### AIM OF THE TASK
Please write out, exactly as they appear, the line containing "we've used before)." and every line after it to the end of the records, and nothing more.

*** Begin section ***

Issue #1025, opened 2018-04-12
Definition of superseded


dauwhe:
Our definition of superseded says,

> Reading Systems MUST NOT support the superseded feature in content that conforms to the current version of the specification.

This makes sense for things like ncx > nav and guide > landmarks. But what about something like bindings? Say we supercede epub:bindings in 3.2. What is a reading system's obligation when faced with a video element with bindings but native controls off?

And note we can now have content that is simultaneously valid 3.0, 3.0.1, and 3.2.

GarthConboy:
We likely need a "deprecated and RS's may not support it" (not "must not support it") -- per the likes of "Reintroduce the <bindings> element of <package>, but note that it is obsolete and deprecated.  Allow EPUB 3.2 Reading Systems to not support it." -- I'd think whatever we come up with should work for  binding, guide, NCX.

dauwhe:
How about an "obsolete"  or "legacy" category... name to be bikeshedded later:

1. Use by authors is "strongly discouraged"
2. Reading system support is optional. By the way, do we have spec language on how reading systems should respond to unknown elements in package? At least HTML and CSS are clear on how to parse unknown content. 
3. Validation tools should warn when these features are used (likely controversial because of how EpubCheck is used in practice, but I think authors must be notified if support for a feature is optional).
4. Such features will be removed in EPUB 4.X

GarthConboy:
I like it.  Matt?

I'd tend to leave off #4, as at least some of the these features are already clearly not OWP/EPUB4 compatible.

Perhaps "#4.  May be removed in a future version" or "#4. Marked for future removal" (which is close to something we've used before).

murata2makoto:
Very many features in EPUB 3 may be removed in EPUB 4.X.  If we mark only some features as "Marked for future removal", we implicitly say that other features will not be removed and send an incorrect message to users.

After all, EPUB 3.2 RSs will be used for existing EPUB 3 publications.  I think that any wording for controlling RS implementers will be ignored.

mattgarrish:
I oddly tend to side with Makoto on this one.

*** End section ***

### SOLUTION FOR THIS TASK
Perhaps "#4.  May be removed in a future version" or "#4. Marked for future removal" (which is close to something we've used before).

murata2makoto:
Very many features in EPUB 3 may be removed in EPUB 4.X.  If we mark only some features as "Marked for future removal", we implicitly say that other features will not be removed and send an incorrect message to users.

After all, EPUB 3.2 RSs will be used for existing EPUB 3 publications.  I think that any wording for controlling RS implementers will be ignored.

mattgarrish:
I oddly tend to side with Makoto on this one.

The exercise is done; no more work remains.